This site is archived.

Sanitary migrations with XMLRPC

From Drupal to Drupal over XMLRPC proxies
Code & Development

Sanitary migrations with XMLRPC

45 minutes (+15 minutes Q&A)

Room:

tags

XML | migration | database | unicode | data | fidelity

This is a case study of the work involved migrating a Drupal 5 site to Drupal 6.

If your D5 site only has only core modules enabled, migration is pretty straightforward. Start adding contributed modules to the mix and - as long as you don't use unknown or unsupported code - you can still migrate with a minimum amount of pain. But what about when:

  • The migration will seriously break the theme
  • The client decides that migration is a good time to completely re-theme
  • ... and add new functionality
  • ... and change to new, funky, exciting modules only available on D6 or only recently available
  • Image management changes
  • ... or there's even no existing image management at all
  • ... or document management
  • The site history is lost in the mists of time
  • ... with occasional zombie configuration that springs to life, from before your time
  • ... where you don't know what configuration you won't need, or might mess up later
  • A staged migration is required, keeping the two sites in sync until the switch-over

Sometimes there's nothing else to do but start with a fresh Drupal 6 site, and begin to migrate the content. The obvious choice for doing this is a framework like Cyrve's Migrate module, which sits on top of Schema, Views and Table Wizard and provides a semi-graphical route for planning raw database: we'll explain the limitations of this with Drupal's multiply distributed internal table structure. We'll also explain why stepping outside Migrate and converting from database to database doesn't help.

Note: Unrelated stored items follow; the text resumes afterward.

Issue #581, opened 2021-11-06
Decouple IPC-specific information from `Schema`


jorgecarleitao:
# Background

The schema declared in the Arrow IPC specification concerns aspects related to sharing of data under IPC. However, when the data is in memory, not all parts of the schema are necessary. Two important bits are:

* endianess information
* `dict_id`

As a user of the crate, I do not care about the schema endianess because my architecture has set it and the crate has already decoded values according to the incoming endianess (swap bytes as needed) in the IPC boundary. Likewise, `dict_id` is something used to keep track of dictionaries throughout the IPC file / stream, but is not necessary when the data has been loaded in memory.

The proof of this observation is that the c data interface do not have `dict_id` nor endianess - other mechanisms are used to ensure lossless roundtrips.

The existence of `dict_id` in `Field` makes it difficult to offer a good UX to use dictionaries effectively over the IPC. The gist is that `dict_id` is expected to be a number uniquely representing a dictionary array.

Currently, users are required to pass a `dict_id` for dictionary fields. However, setting this number right requires managing global state, as we need to track how many dictionaries were created and which ids were assigned to them. As a corollary, most people disregard that number, rendering transffering dictionaries via IPC useless and/or wrong, since settings the same id for two different dictionaries may lead to a "dictionary replacement" in the IPC.

`dict_id` is only used when writing to IPC, when building the relationships between dictionaries and corresponding index arrays. Likewise, endianess information is only necessary to declare to the IPC which endianess the file has been written as.

This issue is also tied with why it is currently difficult to support nested Dictionaries (#499) and some back and forth in what datatypes must contain to ensure loseless roundtrip over the IPC (e.g. #501 and #439)

# Goals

Instead, we'll present a case study of how we used an XMLRPC bridge - D5 providing, D6 consuming - to map our data onto D6 internal objects and ensure high fidelity, and to provide a staged, synced migration with Batch API. This will include:

  • Vagaries of the Drupal services module
  • Consuming webservices in PHP
  • Importing nodes, vocabularies and users
  • Writing new webservices
  • Batch API for asynchronous running (and the problems you might still get)
  • Tracking what's already been imported
  • Reporting errors including Unicode problems
  • Introducing or migrating image management to ImageField/ImageCache
  • Mapping URLs when images and other resources have moved

While our approach hasn't been perfect, the eventual high fidelity of the import has been excellent, and we hope that a webservice approach it will lead to healthy discussion about the problems and pitfalls of migration.

Resources

Thanks for mentioning migrate

7. July 2010 - 20:07

Thanks for mentioning migrate module. Note that version2 no longer depends on TW and Schema and Views. So some of the limitations you mention may no longer be present.

The primary limitation with

8. July 2010 - 16:23

The primary limitation with wiring D6 Migrate into a D5 database isn't really anything to do with Migrate!

D5 CCK will have already spread its content over many, many tables - the necessary evil of ORM, I guess. That means that trying to reconstruct your content in terms of collections of tables is very much a guessing game, as only the D5 site knows for sure how your D5 content types are "really" meant to be reassembled. You can maybe migrate the content type configuration first - not sure if Migrate 2 supports taking a D6 content type and looking for tables which resemble it - but typically the new content will need to be sufficiently different (e.g. moving to imagecache) or an old D5 CCK submodule won't exist for D6, so any D6 content type reconstruction won't help so much.

If you've got a handful of content types then you can: attempt an import; check the fidelity; tweak your config; then re-attempt, but if you've got e.g. 20 or 30 content types, with multiple CCK fields on each, then you can easily run to a hundred or more content_* tables, all of which need to be wired up. And there's no guarantee you haven't missed a table, whereas if you get a node over XMLRPC then you can treat every single field_* and if need be raise errors when one is missed out.